As associate director for CPC, Bradley will serve on the cancer center’s executive committee and will develop and lead the strategic direction of CPC-related research at Massey. She will collaborate with health services and behavioral scientists as well as laboratory and clinical investigators of the cancer center’s various scientific programs to forge links that bridge the cancer center’s CPC, clinical and basic science research. She will also focus on opportunities to increase the number of Massey’s CPC researchers, expand its areas of research interest and grow its funding base.

“Dr. Bradley has served Massey exceptionally well as co-leader of the CPC program for the last seven years. She brings valuable expertise and experience to the elevated role of associate director that will no doubt strengthen our CPC research efforts,” said Gordon D. Ginder, M.D., director of VCU Massey Cancer Center.
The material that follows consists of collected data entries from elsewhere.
PR #449, opened 2015-01-15

RQuadling:
Hopefully, the final time I'm going to be making a pull request for this feature. So so sorry.

This PR replaces PR #444.

Rebased to 0.4.x-dev

### DIFF
--- a/src/Phinx/Console/Command/Create.php
+++ b/src/Phinx/Console/Command/Create.php
@@ -41,7 +41,7 @@ class Create extends AbstractCommand
     /**
      * The name of the interface that any external template creation class is required to implement.
      */
-    const CREATION_INTERFACE = '\Phinx\Migration\CreationInterface';
+    const CREATION_INTERFACE = 'Phinx\Migration\CreationInterface';
 
     /**
      * {@inheritdoc}
@@ -123,7 +123,7 @@ class Create extends AbstractCommand
         $fileName = Util::mapClassNameToFileName($className);
         $filePath = $path . DIRECTORY_SEPARATOR . $fileName;
 
-        if (file_exists($filePath)) {
+        if (is_file($filePath)) {
             throw new \InvalidArgumentException(sprintf(
                 'The file "%s" already exists',
                 $filePath
@@ -133,7 +133,7 @@ class Create extends AbstractCommand
         // Get the alternative template and static class options, but only allow one of them.
         $altTemplate = $input->getOption('template');
         $creationClassName = $input->getOption('class');
-        if (!empty($altTemplate) && !empty($creationClassName)) {
+        if ($altTemplate && $creationClassName) {
             throw new \InvalidArgumentException('Cannot use --template and --class');
         }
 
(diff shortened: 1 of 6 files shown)


src/Phinx/Console/Command/Create.php
```diff
@@ -131,7 +183,21 @@ protected function execute(InputInterface $input, OutputInterface $output)
...
+        }
+
         $output->writeln('<info>using migration base class</info> ' . $classes['$useClassName']);
+
+        if (!empty($altTemplate)) {
+            $output->writeln('<info>using alternative template</info> ' . realpath($altTemplate));
+        } elseif (!empty($creationClassName)) {
+            $output->writeln('<info>using template creation class</info> ' . $creationClassName);
+        } else {
+            $output->writeln('<info>using template</info> ' . realpath(dirname(__FILE__) . self::DEFAULT_MIGRATION_TEMPLATE));
```
shadowhand: I don't think this is necessary, it doesn't exist in the current code.

src/Phinx/Console/Command/Create.php
```diff
@@ -131,7 +183,21 @@ protected function execute(InputInterface $input, OutputInterface $output)
...
 
+        // Do we need to do the post creation call to the creation class?
+        if ($creationClassName) {
+            $creationClass->postMigrationCreation($filePath, $className, $this->getConfig()->getMigrationBaseClassName());
+        }
+
         $output->writeln('<info>using migration base class</info> ' . $classes['$useClassName']);
+
+        if (!empty($altTemplate)) {
+            $output->writeln('<info>using alternative template</info> ' . realpath($altTemplate));
```
shadowhand: I wouldn't use `realpath` here, as it is not really necessary to show the full path. Reflecting the option the user entered should be enough.

src/Phinx/Migration/CreationInterface.php
```diff
@@ -0,0 +1,59 @@
+<?php
+/**
+ * Phinx
+ *
+ * (The MIT license)
+ * Copyright (c) 2014 Rob Morgan
```
shadowhand: 2015 :)

src/Phinx/Console/Command/Create.php
```diff
@@ -106,15 +119,54 @@ protected function execute(InputInterface $input, OutputInterface $output)
...
             ));
         }
 
-        // load the migration template
-        $contents = $this->getMigrationTemplate();
+        // Get the alternative template and static class options, but only allow one of them.
+        $altTemplate = $input->getOption('template');
+        $creationClassName = $input->getOption('class');
+        if ($altTemplate && $creationClassName) {
+            throw new \InvalidArgumentException('Cannot use --template and --class');
```
shadowhand: The wording here could be improved, it should clarify that the two cannot be used together:

> Cannot use --template and --class at the same time.

shadowhand:
Looking good! Most things requested from last time appear to be fixed. :)

src/Phinx/Console/Command/Create.php
RQuadling: Ha ha! Yes. " at the same time" really does make all the difference!

src/Phinx/Migration/CreationInterface.php
RQuadling: You need to do that in a LOT of places!!! There are 30 "2014 Rob Morgan"s in the source. :-)

src/Phinx/Console/Command/Create.php
RQuadling: I've added this as a way to report back exactly what was chosen. I would prefer to keep it.

src/Phinx/Migration/CreationInterface.php
shadowhand: New files get new date, other files get date updated as they are touched. No need to global search and replace. :)

RQuadling:
Have I got anything left to get this PR approved/merged?

RQuadling:
Thank you.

“In this new role, I look forward to the expanded opportunity to be creative and innovative in how Massey fosters collaborations to advance CPC research,” Bradley said.

An internationally recognized health economist, Bradley is an expert in health and labor market outcomes. She studies productivity costs of disease, health insurance, socioeconomic health care disparities, safety net providers and care for the uninsured.